■ **Supplied entries**:
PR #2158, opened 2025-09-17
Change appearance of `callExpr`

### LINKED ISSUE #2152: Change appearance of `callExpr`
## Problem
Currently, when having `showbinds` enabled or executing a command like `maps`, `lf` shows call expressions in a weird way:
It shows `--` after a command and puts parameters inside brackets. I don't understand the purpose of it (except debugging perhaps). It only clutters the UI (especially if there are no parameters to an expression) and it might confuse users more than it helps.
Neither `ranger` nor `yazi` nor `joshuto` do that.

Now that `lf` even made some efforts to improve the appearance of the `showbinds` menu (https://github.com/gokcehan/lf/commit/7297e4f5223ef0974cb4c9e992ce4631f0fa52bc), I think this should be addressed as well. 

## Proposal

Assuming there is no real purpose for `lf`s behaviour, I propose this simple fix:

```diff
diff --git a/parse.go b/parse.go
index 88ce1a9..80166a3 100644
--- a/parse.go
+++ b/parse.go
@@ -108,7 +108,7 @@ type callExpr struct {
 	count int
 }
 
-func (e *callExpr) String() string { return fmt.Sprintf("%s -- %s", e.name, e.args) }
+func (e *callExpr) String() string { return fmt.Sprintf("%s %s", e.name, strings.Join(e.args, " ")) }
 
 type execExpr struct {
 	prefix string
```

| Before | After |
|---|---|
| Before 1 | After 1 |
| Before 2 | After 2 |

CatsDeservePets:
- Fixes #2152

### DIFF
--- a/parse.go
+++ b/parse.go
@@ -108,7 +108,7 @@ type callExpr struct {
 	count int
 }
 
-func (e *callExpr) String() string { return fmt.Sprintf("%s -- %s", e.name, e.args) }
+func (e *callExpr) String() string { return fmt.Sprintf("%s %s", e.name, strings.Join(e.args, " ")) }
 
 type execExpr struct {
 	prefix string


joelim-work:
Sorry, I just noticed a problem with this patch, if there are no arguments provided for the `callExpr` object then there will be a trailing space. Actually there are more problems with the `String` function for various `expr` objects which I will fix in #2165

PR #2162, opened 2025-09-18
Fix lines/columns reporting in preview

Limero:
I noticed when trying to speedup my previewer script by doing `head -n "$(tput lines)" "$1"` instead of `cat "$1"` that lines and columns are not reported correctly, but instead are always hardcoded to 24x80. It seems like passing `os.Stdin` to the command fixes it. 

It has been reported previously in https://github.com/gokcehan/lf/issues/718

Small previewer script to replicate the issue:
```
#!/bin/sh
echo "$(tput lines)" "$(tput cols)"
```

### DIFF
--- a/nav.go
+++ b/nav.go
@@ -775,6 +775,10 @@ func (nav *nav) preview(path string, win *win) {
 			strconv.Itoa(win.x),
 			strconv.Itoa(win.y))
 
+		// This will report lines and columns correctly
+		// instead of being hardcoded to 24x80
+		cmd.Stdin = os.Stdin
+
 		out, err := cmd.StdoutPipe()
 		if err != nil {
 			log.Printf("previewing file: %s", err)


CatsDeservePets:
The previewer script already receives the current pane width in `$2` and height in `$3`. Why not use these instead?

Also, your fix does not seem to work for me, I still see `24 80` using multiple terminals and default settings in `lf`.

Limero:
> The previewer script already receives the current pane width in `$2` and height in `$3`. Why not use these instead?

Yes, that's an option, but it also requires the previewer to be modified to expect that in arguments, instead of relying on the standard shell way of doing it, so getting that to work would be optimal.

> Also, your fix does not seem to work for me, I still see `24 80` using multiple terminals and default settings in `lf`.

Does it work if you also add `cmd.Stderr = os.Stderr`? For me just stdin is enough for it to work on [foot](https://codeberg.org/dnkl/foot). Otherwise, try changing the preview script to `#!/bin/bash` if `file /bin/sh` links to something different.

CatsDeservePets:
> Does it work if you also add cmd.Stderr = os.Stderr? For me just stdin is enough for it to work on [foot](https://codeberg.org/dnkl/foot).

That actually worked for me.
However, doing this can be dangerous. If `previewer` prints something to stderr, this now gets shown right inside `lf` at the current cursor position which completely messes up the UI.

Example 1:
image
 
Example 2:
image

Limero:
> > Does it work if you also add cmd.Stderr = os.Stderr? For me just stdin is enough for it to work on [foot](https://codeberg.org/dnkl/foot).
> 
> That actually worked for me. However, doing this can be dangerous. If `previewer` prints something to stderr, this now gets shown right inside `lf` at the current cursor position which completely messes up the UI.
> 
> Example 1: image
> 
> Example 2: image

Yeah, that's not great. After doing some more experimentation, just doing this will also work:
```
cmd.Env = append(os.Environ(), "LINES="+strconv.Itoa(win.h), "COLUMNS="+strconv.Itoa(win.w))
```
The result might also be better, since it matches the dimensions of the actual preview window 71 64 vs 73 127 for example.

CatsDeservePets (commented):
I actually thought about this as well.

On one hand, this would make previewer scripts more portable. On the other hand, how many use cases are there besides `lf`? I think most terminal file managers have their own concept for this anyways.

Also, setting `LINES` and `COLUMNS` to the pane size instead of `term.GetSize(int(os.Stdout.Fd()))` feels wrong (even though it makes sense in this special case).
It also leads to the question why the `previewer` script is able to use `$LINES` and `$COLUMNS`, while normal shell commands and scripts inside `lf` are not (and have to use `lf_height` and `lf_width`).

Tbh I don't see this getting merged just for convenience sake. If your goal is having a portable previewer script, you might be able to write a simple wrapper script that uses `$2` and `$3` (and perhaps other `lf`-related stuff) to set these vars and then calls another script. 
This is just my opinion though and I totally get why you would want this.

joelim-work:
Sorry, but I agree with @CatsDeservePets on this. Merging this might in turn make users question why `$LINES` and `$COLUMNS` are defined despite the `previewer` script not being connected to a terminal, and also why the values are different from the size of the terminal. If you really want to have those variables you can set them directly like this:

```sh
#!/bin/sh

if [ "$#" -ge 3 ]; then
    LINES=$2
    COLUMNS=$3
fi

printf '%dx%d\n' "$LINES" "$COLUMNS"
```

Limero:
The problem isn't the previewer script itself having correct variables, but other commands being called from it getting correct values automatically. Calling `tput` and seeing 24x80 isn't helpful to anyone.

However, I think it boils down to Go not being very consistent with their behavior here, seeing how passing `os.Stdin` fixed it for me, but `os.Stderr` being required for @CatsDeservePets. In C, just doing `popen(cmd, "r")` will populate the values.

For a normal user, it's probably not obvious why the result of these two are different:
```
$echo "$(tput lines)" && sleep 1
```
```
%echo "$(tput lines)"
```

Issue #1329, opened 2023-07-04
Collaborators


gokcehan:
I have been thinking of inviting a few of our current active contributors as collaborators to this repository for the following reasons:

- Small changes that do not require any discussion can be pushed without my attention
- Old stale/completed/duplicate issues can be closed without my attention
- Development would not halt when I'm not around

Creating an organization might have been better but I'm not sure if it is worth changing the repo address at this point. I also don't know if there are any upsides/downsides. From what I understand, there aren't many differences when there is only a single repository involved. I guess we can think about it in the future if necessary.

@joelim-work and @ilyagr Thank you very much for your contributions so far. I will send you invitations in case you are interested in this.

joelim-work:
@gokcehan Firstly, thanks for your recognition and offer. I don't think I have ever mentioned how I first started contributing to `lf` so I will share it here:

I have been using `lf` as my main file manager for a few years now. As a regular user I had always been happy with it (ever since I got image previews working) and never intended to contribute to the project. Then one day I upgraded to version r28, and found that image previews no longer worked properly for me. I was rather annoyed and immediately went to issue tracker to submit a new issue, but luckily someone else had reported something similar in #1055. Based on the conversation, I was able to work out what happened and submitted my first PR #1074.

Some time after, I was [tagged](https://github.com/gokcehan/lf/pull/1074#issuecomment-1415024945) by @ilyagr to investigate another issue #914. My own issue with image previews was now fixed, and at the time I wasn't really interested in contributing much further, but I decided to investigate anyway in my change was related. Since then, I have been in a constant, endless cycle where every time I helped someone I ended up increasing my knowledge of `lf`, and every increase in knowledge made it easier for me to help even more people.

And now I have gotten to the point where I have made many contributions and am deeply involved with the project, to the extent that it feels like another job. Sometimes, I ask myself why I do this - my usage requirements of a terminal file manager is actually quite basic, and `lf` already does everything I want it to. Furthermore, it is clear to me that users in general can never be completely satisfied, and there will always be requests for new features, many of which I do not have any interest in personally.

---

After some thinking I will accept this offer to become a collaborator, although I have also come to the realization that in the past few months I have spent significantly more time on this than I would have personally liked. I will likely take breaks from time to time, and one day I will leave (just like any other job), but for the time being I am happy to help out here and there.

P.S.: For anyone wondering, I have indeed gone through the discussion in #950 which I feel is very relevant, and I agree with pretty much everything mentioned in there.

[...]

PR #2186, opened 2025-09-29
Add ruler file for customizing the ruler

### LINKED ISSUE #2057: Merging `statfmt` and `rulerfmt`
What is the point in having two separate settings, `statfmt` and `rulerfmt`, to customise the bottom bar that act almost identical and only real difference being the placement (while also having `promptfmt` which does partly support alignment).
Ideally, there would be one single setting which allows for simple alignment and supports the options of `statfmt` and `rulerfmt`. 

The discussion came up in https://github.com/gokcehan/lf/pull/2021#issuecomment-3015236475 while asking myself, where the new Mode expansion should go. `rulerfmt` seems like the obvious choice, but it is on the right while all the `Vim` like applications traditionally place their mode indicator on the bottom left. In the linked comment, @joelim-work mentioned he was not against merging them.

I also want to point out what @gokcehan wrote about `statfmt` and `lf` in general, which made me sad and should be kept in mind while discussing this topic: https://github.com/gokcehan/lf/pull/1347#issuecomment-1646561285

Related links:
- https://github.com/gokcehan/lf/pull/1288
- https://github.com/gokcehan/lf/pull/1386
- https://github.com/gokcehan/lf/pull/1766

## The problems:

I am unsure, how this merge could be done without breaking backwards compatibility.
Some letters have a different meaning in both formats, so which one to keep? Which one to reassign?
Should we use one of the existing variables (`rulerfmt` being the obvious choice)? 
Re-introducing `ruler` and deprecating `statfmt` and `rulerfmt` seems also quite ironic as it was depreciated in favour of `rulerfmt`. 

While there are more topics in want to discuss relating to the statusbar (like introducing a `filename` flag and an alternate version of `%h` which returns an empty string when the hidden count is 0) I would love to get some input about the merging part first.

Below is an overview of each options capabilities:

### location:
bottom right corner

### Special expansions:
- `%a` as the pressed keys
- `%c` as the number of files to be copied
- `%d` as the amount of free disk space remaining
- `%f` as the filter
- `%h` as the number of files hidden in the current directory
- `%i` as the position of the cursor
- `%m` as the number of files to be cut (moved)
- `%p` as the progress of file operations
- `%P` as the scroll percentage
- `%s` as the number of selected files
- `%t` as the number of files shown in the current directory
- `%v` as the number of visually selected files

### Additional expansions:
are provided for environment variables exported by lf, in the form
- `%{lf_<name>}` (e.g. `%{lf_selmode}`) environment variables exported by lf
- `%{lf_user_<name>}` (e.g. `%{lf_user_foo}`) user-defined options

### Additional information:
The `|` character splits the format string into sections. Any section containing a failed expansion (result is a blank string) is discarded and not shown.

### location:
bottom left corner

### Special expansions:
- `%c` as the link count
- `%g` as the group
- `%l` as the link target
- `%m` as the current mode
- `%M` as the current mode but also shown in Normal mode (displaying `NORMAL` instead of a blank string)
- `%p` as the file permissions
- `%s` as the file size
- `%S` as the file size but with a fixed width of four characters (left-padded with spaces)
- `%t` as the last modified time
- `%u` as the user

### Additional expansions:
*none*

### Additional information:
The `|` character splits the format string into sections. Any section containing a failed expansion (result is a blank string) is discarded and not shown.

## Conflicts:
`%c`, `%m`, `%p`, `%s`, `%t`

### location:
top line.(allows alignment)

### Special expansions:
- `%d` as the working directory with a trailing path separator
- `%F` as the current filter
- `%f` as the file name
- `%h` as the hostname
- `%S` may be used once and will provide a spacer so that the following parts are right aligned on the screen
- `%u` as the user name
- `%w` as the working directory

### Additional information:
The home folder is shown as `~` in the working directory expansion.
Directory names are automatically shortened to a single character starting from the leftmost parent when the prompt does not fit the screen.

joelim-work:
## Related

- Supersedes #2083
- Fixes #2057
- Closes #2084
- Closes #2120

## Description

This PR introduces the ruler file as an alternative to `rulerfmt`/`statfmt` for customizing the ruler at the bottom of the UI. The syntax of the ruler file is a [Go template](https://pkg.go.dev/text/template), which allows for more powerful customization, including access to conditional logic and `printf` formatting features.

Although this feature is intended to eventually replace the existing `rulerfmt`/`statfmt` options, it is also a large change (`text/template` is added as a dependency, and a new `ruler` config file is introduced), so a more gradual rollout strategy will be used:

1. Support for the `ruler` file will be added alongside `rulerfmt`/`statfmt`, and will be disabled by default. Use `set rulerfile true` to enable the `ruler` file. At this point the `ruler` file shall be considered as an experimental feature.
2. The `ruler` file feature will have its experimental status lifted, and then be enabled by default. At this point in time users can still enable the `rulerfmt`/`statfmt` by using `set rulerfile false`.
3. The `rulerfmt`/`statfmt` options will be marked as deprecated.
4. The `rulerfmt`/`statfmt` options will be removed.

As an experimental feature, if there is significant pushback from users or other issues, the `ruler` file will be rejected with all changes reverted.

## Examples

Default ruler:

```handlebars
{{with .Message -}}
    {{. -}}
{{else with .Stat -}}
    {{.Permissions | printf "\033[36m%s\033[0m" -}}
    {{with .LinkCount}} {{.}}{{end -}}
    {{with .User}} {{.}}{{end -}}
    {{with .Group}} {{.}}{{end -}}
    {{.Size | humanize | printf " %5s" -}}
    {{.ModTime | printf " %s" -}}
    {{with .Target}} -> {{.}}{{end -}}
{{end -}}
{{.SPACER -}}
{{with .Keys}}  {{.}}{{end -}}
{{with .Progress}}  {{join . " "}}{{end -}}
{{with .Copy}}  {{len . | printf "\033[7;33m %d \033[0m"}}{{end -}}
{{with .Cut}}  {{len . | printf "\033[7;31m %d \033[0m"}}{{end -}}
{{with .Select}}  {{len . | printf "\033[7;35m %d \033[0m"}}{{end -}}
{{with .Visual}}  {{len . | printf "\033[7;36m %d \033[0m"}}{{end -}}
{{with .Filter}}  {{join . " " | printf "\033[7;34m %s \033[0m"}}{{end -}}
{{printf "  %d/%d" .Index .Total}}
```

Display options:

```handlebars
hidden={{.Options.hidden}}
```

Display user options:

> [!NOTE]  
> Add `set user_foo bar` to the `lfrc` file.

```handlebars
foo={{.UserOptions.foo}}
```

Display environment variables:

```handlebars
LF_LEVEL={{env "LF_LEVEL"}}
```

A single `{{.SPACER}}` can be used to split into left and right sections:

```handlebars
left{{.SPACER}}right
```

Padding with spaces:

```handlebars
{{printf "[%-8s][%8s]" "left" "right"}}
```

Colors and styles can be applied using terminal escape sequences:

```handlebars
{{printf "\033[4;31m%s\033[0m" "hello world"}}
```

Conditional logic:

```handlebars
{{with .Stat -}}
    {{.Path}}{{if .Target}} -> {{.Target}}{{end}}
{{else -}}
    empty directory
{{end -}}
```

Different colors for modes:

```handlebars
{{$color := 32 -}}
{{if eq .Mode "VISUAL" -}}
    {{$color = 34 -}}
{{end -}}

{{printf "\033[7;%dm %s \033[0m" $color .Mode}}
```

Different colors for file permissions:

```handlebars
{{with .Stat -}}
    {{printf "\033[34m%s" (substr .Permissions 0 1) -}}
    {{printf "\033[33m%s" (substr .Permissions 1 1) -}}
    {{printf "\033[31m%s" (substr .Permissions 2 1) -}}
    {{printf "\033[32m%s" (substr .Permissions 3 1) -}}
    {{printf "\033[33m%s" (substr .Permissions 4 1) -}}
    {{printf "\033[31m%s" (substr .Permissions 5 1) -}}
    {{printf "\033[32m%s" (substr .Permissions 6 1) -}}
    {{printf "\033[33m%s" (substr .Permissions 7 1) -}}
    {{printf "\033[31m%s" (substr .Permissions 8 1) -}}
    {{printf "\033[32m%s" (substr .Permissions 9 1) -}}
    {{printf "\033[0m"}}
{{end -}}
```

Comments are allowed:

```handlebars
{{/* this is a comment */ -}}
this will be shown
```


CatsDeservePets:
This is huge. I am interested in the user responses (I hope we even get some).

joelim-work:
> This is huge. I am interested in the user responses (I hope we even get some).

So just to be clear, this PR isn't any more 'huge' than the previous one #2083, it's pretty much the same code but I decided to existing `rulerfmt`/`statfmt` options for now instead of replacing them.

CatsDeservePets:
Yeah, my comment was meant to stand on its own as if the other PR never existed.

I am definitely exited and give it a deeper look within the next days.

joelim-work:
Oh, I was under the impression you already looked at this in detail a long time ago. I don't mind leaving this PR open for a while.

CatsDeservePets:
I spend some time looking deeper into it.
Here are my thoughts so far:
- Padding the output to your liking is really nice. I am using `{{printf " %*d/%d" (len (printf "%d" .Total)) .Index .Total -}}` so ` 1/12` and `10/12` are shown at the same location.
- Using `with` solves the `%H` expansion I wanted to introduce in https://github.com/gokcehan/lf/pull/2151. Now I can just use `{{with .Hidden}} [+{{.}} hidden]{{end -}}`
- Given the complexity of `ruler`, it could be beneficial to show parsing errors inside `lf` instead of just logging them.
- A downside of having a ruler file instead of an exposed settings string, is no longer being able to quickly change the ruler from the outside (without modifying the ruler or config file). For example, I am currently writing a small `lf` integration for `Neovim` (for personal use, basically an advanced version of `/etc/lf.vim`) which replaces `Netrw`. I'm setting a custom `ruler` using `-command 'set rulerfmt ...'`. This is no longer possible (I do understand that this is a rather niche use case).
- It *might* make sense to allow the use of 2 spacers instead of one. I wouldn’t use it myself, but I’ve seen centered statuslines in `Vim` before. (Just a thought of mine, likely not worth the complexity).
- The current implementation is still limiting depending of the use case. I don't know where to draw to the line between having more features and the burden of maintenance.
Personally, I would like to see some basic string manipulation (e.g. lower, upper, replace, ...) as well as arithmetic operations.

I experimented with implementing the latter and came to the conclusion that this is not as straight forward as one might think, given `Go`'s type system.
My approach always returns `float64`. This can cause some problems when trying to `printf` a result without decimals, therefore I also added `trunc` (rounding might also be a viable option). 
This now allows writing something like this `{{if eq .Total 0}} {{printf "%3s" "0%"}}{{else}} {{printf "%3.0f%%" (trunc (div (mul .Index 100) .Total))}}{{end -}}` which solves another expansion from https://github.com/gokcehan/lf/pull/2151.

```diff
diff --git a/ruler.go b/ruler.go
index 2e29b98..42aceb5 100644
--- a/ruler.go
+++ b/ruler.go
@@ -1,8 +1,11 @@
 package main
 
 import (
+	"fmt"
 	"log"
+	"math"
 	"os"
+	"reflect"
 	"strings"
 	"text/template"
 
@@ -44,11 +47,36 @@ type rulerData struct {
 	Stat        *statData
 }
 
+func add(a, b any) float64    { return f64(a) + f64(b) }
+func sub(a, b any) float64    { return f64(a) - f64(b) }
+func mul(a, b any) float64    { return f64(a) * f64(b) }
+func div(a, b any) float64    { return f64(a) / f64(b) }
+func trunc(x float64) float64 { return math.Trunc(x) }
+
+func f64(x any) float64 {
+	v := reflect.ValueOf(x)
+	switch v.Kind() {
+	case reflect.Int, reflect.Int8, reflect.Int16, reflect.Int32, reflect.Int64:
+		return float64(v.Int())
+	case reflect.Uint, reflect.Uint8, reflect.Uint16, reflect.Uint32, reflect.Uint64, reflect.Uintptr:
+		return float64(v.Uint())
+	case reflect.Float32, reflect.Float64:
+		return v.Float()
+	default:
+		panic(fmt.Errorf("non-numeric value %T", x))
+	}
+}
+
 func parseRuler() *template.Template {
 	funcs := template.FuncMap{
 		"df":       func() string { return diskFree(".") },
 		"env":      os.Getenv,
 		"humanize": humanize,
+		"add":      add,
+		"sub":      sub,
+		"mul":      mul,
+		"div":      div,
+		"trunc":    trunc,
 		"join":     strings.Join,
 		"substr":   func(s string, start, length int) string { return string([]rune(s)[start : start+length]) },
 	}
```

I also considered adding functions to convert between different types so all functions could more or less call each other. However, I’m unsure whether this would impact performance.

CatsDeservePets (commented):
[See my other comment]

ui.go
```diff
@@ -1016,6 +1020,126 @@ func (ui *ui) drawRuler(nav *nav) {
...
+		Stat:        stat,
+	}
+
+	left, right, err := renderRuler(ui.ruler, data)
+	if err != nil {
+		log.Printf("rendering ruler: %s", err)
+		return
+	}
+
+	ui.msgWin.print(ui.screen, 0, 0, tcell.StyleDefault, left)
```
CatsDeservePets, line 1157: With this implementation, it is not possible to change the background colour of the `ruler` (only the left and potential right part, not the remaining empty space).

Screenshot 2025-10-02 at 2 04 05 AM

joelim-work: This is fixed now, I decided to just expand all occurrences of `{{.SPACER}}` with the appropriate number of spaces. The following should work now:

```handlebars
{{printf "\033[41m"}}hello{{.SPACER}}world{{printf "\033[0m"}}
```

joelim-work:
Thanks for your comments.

■ **What you need to do**: Working from the entries above, filter out every line that lacks "hardcoded" and copy what remains.

■ **Completed task**:
I noticed when trying to speedup my previewer script by doing `head -n "$(tput lines)" "$1"` instead of `cat "$1"` that lines and columns are not reported correctly, but instead are always hardcoded to 24x80. It seems like passing `os.Stdin` to the command fixes it. 
+		// instead of being hardcoded to 24x80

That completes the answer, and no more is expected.